▶ _WHAT IS BEING ASKED_: Once every line below with "github" has been counted, state the total and nothing else.

[Dataset entries]
PR #3007, opened 2022-12-16
feat(lib/runtime/wasmer): report grandpa equivocations

jimjbrettj:
## Changes

- Create new runtime function calls for reporting equivocations in grandpa and getting a key ownership proof
- Write Unit tests for both these runtime functions
- Create function reportEquivocation in lib/grandpa that, when a user equivocates, uses grandpa and block state to create the appropriate data types to get the keyOwnershipProof from the runtime and submit the equivocationProof to the runtime
- Write unit test for reportEquivocation function

Notes:
- Used existing equivocation integration test in grandpa to verify there are no errors in my reportEquivocation function

## Tests

```sh
go test ./lib/runtime/wasmer
go test ./dot/types
go test ./lib/grandpa
```

## Issues

 #2933

## Primary Reviewer

@kishansagathiya


lib/grandpa/vote_message_test.go
```diff
@@ -0,0 +1,186 @@
...
+		stage        Subround
+		existingVote *SignedVote
+		currentVote  *SignedVote
+	}
+	tests := []struct {
+		name      string
+		service   *Service
+		args      args
+		expErr    error
+		expErrMsg string
```
qdm12, line 113: define these mocks for each test case using a functional field in the test struct:

```go
serviceBuilder func(ctrl *gomock.Controller) *Service
```

And configure the mocks for each test case.

The test loop body can then do

```go
service := tt.serviceBuilder(ctrl)
```

That way a reader doesn't have to jump up and down, everything is in the test case definition block (and also controller isn't shared across parallel subtests)

lib/runtime/interfaces.go
```diff
@@ -4,11 +4,55 @@
...
+	Keystore() *keystore.GlobalKeystore
+	Validator() bool
+	Exec(function string, data []byte) ([]byte, error)
+	SetContextStorage(s Storage) // used to set the TrieState before a runtime call
+
+	GetCodeHash() common.Hash
+	// Version returns the version from the runtime.
+	// This should return the cached version and be cheap to execute.
+	Version() (version Version)
+	Metadata() ([]byte, error)
```
qdm12, line 32:
```suggestion
	Versioner
	Metadataer
```

lib/runtime/interfaces.go
```diff
@@ -4,11 +4,55 @@
...
+	DecodeSessionKeys(enc []byte) ([]byte, error)
+	PaymentQueryInfo(ext []byte) (*types.RuntimeDispatchInfo, error)
+	CheckInherents() // TODO: use this in block verification process (#1873)
+	GrandpaGenerateKeyOwnershipProof(authSetID uint64, authorityID ed25519.PublicKeyBytes) (
+		types.OpaqueKeyOwnershipProof, error)
+	GrandpaSubmitReportEquivocationUnsignedExtrinsic(
+		equivocationProof types.GrandpaEquivocationProof, keyOwnershipProof types.OpaqueKeyOwnershipProof,
+	) error
+
+	// parameters and return values for these are undefined in the spec
```
qdm12, line 50: let's remove comments in interfaces, better have comments on implementation methods, otherwise we should duplicate comments on every interface definitions (narrower and wider interfaces of the same impl)

```suggestion
```

lib/runtime/interfaces.go
```diff
@@ -4,11 +4,55 @@
...
+	GrandpaAuthorities() ([]types.Authority, error)
+	ValidateTransaction(e types.Extrinsic) (*transaction.Validity, error)
+	InitializeBlock(header *types.Header) error
+	InherentExtrinsics(data []byte) ([]byte, error)
+	ApplyExtrinsic(data types.Extrinsic) ([]byte, error)
+	FinalizeBlock() (*types.Header, error)
+	ExecuteBlock(block *types.Block) ([]byte, error)
+	DecodeSessionKeys(enc []byte) ([]byte, error)
+	PaymentQueryInfo(ext []byte) (*types.RuntimeDispatchInfo, error)
+	CheckInherents() // TODO: use this in block verification process (#1873)
```
qdm12, line 43: is this a new `TODO`? If not let's remove it, it should be on the `CheckInherents` implementation method

```suggestion
	CheckInherents()
```

lib/runtime/interfaces.go
```diff
@@ -4,11 +4,55 @@
...
+	"github.com/ChainSafe/gossamer/lib/crypto/ed25519"
+	"github.com/ChainSafe/gossamer/lib/keystore"
 	"github.com/ChainSafe/gossamer/lib/transaction"
 	"github.com/ChainSafe/gossamer/lib/trie"
 )
 
+//go:generate mockery --name Instance --structname Instance --case underscore --keeptree
+
+// Instance is the interface a v0.8 runtime instance must implement
+type Instance interface {
```
qdm12, line 18: Perhaps keep this `test_helpers.go` for the sake of lower deltas / git blame?
I'm planning on doing a PR sometime to group all interfaces in `interfaces.go` later

lib/runtime/wasmer/exports.go
```diff
@@ -227,6 +228,58 @@ func (in *Instance) QueryCallFeeDetails(ext []byte) (*types.FeeDetails, error) {
...
+	}
+	combinedArg = append(combinedArg, encodedSetID...)
+
+	encodedAuthorityID, err := scale.Marshal(authorityID)
+	if err != nil {
+		return nil, fmt.Errorf("encoding authority id: %w", err)
+	}
+	combinedArg = append(combinedArg, encodedAuthorityID...)
+
+	ret, err := in.Exec(runtime.GrandpaGenerateKeyOwnershipProof, combinedArg)
```
qdm12, line 248: nit use scale.NewEncoder + pre-determined buffer capacity ⚡  So we write to the same underlying memory array, without having to resize/copy

```suggestion
	const bufferSize = 8 + 32 // authSetID uint64 + ed25519.PublicKeyBytes
	buffer := bytes.NewBuffer(make([]byte, 0, bufferSize))
	encoder := scale.NewEncoder(buffer)
	err := encoder.Encode(authSetID)
	if err != nil {
		return nil, fmt.Errorf("encoding auth set id: %w", err)
	}
	err = encoder.Encode(authorityID)
	if err != nil {
		return nil, fmt.Errorf("encoding authority id: %w", err)
	}

	ret, err := in.Exec(runtime.GrandpaGenerateKeyOwnershipProof, buffer.Bytes())
```

lib/runtime/wasmer/exports.go
```diff
@@ -227,6 +228,58 @@ func (in *Instance) QueryCallFeeDetails(ext []byte) (*types.FeeDetails, error) {
...
+	}
+	combinedArg = append(combinedArg, encodedEquivocationProof...)
+
+	encodedKeyOwnershipProof, err := scale.Marshal(keyOwnershipProof)
+	if err != nil {
+		return fmt.Errorf("encoding key ownership proof: %w", err)
+	}
+	combinedArg = append(combinedArg, encodedKeyOwnershipProof...)
+
+	_, err = in.Exec(runtime.GrandpaSubmitReportEquivocation, combinedArg)
```
qdm12, line 279: nit

```suggestion
	buffer := bytes.NewBuffer(nil)
	encoder := scale.NewEncoder(buffer)
	err := encoder.Encode(equivocationProof)
	if err != nil {
		return fmt.Errorf("encoding equivocation proof: %w", err)
	}
	err = encoder.Encode(keyOwnershipProof)
	if err != nil {
		return fmt.Errorf("encoding key ownership proof: %w", err)
	}
	_, err = in.Exec(runtime.GrandpaSubmitReportEquivocation, buffer.Bytes())
```

lib/runtime/wasmer/exports_test.go
```diff
@@ -1210,3 +1210,126 @@ func TestInstance_TransactionPaymentCallApi_QueryCallFeeDetails(t *testing.T) {
...
+		Hash:   common.MustHexToHash("0xc314327941fdd924bc67fd72651c40aececd485ca3e878c21e02abb40feae5bd"),
+		Number: uint32(10),
+	}
+
+	firstSignature, _ := common.HexToBytes("0xd7292caacc62504365f179892a7399f233944bf261f8a3f66260f70e0016f2d" +
+		"b63922726b015c82dc7131f4730fbec61f71672a571453e51029bfb469070900f")
+	var firstSignatureArray [64]byte
+	copy(firstSignatureArray[:], firstSignature)
+
+	secondSignature, _ := common.HexToBytes("0xb3c408b74905dfedfffa66f99f16fe8b938fd8df76a92225228a1ca07523" +
```
qdm12, line 1248: nit

```suggestion
	secondSignature := common.MustHexToBytes("0xb3c408b74905dfedfffa66f99f16fe8b938fd8df76a92225228a1ca07523" +
```

lib/runtime/wasmer/exports.go
```diff
@@ -227,6 +228,58 @@ func (in *Instance) QueryCallFeeDetails(ext []byte) (*types.FeeDetails, error) {
 // TODO: use this in block verification process (#1873)
 func (in *Instance) CheckInherents() {}
 
+// GrandpaGenerateKeyOwnershipProof returns grandpa key ownership proof from runtime.
+func (in *Instance) GrandpaGenerateKeyOwnershipProof(authSetID uint64, authorityID ed25519.PublicKeyBytes) (
```
qdm12, line 232: This function is not test covered, can you add a test for it?

lib/runtime/interfaces.go
jimjbrettj: Oh okay I was thinking good to incrementally move to interfaces.go, but if you're gonna batch do it I can revert and leave as it was

lib/grandpa/vote_message.go
```diff
@@ -248,12 +250,81 @@ func (s *Service) checkForEquivocation(voter *Voter, vote *SignedVote, stage Sub
...
+		if err != nil {
+			return fmt.Errorf("setting grandpa equivocation VDT: %w", err)
+		}
+	case precommit:
+		err = equivocationVote.Set(types.PreCommitEquivocation(grandpaEquivocation))
+		if err != nil {
+			return fmt.Errorf("setting grandpa equivocation VDT: %w", err)
+		}
+	default:
+		return fmt.Errorf("invalid stage for equivocating: %w", err)
```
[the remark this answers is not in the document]
jimjbrettj: Good call for using sentinel error, will update. No, there is a third value of Subround where stage = 2 that represents primaryProposal. However, I do not believe you can equivocate by voting in this subround (and the enum in substrate to create this proof does not include it) so I added the default case to account for it.

As Im typing this I'm thinking perhaps I can add a specific case for this and return an error there, and then the default can be panic? @qdm12

lib/grandpa/vote_message_test.go
jimjbrettj: Really like this!

lib/runtime/interfaces.go
jimjbrettj: No it was there and in both places, removing from here

lib/runtime/wasmer/exports.go
jimjbrettj: Since the types are defined as the function arguments I don't know what I can pass in to make it fail, so I wrote a simple test for the happy path. However if there is a case I didn't think of please let me know and I can add it.

lib/grandpa/vote_message.go
```diff
@@ -216,7 +217,7 @@ func (s *Service) validateVoteMessage(from peer.ID, m *VoteMessage) (*Vote, erro
 // checkForEquivocation checks if the vote is an equivocatory vote.
 // it returns true if so, false otherwise.
 // additionally, if the vote is equivocatory, it updates the service's votes and equivocations.
```
timwu20, line 219: update this comment if you're going to change the signature.

lib/grandpa/vote_message.go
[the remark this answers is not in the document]
timwu20: > As Im typing this I'm thinking perhaps I can add a specific case for this and return an error there, and then the default can be panic? @qdm12

this sounds good.

timwu20 (commented):
Great work Jimmy! Just a few small things remanining.

lib/runtime/wasmer/exports.go
qdm12: You cannot fail the encode, and probably not the decode (unless the instance is mocked etc. which is, well for another day), but would it be possible to make Exec fail with bad authSetID+authorityID values? If not possible, the happy path only is fine.

lib/grandpa/vote_message_test.go
qdm12: Credits to Tim a few months back 🎖️

lib/runtime/interfaces.go
qdm12: Yeah that's the thing. I agree with incremental changes... but on the other hand, it messes up the git blame (like wtf did he move this from a file to another, it's OOS)... And also focusing on doing 1 cleanup in the entire codebase is much more efficient (example change mockery to mockgen), especially given the current tight-ish coupling between packages.

dot/types/grandpa.go
```diff
@@ -193,3 +193,62 @@ type GrandpaVote struct {
 func (v *GrandpaVote) String() string {
 	return fmt.Sprintf("hash=%s number=%d", v.Hash, v.Number)
 }
+
+// GrandpaEquivocation is used to create a proof of equivocation
+type GrandpaEquivocation struct {
```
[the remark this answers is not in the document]
qdm12: Do you think we can already have in `lib/grandpa`? Or could we kick off a `lib/gandpa/types` package with that struct?

lib/runtime/wasmer/exports_test.go
```diff
@@ -1210,3 +1210,138 @@ func TestInstance_TransactionPaymentCallApi_QueryCallFeeDetails(t *testing.T) {
...
+	encoded := scale.MustMarshal(keyOwnershipProof)
+	var proof types.OpaqueKeyOwnershipProof
+	err := scale.Unmarshal(encoded, &proof)
+	require.NoError(t, err)
+	require.Equal(t, keyOwnershipProof, proof)
+}
+
+func TestInstance_GrandpaGenerateKeyOwnershipProof(t *testing.T) {
+	t.Parallel()
+	rt := NewTestInstance(t, runtime.WESTEND_RUNTIME_v0929)
```
qdm12, line 1227: nit `rt` -> `runtime`

lib/runtime/wasmer/exports_test.go
```diff
@@ -1210,3 +1210,138 @@ func TestInstance_TransactionPaymentCallApi_QueryCallFeeDetails(t *testing.T) {
...
+	identity := common.MustHexToBytes("0x88dc3417d5058ec4b4503e0c12ea1a0a89be200fe98922423d4334014fa6b0ee")
+	identityPubKey, _ := ed25519.NewPublicKey(identity)
+	var authorityID [32]byte
+	copy(authorityID[:], identityPubKey.Encode())
+
+	_, err := rt.GrandpaGenerateKeyOwnershipProof(uint64(0), authorityID)
```
qdm12, line 1233: Can we check the returned value as well?

lib/runtime/wasmer/exports.go
```diff
@@ -227,6 +229,53 @@ func (in *Instance) QueryCallFeeDetails(ext []byte) (*types.FeeDetails, error) {
...
+	encoder := scale.NewEncoder(buffer)
+	err := encoder.Encode(authSetID)
+	if err != nil {
+		return nil, fmt.Errorf("encoding auth set id: %w", err)
+	}
+	err = encoder.Encode(authorityID)
+	if err != nil {
+		return nil, fmt.Errorf("encoding authority id: %w", err)
+	}
+	ret, err := in.Exec(runtime.GrandpaGenerateKeyOwnershipProof, buffer.Bytes())
```
qdm12, line 247: nit `ret` -> `encodedOpaqueKeyOwnershipProof`

lib/runtime/wasmer/exports.go
```diff
@@ -227,6 +229,53 @@ func (in *Instance) QueryCallFeeDetails(ext []byte) (*types.FeeDetails, error) {
...
+	err := encoder.Encode(equivocationProof)
+	if err != nil {
+		return fmt.Errorf("encoding equivocation proof: %w", err)
+	}
+	err = encoder.Encode(keyOwnershipProof)
+	if err != nil {
+		return fmt.Errorf("encoding key ownership proof: %w", err)
+	}
+	_, err = in.Exec(runtime.GrandpaSubmitReportEquivocation, buffer.Bytes())
+	return err
```
qdm12, line 276: nit have it as

```suggestion
	if err != nil {
		return err
	}
	
	return nil
```

so that you can more easily spot code not covered. I would guess the exec error case is not test covered 🤔 Would it be possible to plug in bad equivocationProof + keyOwnershipProof to make the runtime return an error?

lib/runtime/wasmer/exports_test.go
```diff
@@ -1210,3 +1210,138 @@ func TestInstance_TransactionPaymentCallApi_QueryCallFeeDetails(t *testing.T) {
...
+
+func TestInstance_GrandpaGenerateKeyOwnershipProofEncoding(t *testing.T) {
+	t.Parallel()
+	keyOwnershipProof := types.OpaqueKeyOwnershipProof([]byte{64, 138, 252, 29, 127, 102, 189, 129, 207, 47, 157,
+		60, 17, 138, 194, 121, 139, 92, 176, 175, 224, 16, 185, 93, 175, 251, 224, 81, 209, 61, 0, 71})
+	encoded := scale.MustMarshal(keyOwnershipProof)
+	var proof types.OpaqueKeyOwnershipProof
+	err := scale.Unmarshal(encoded, &proof)
+	require.NoError(t, err)
+	require.Equal(t, keyOwnershipProof, proof)
```
qdm12, line 1222: Shouldn't this test be in the `types` package? Since we are really testing `types.OpaqueKeyOwnershipProof` + `pkg/scale`

lib/runtime/wasmer/exports_test.go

▶ _ANSWER BOX_: 4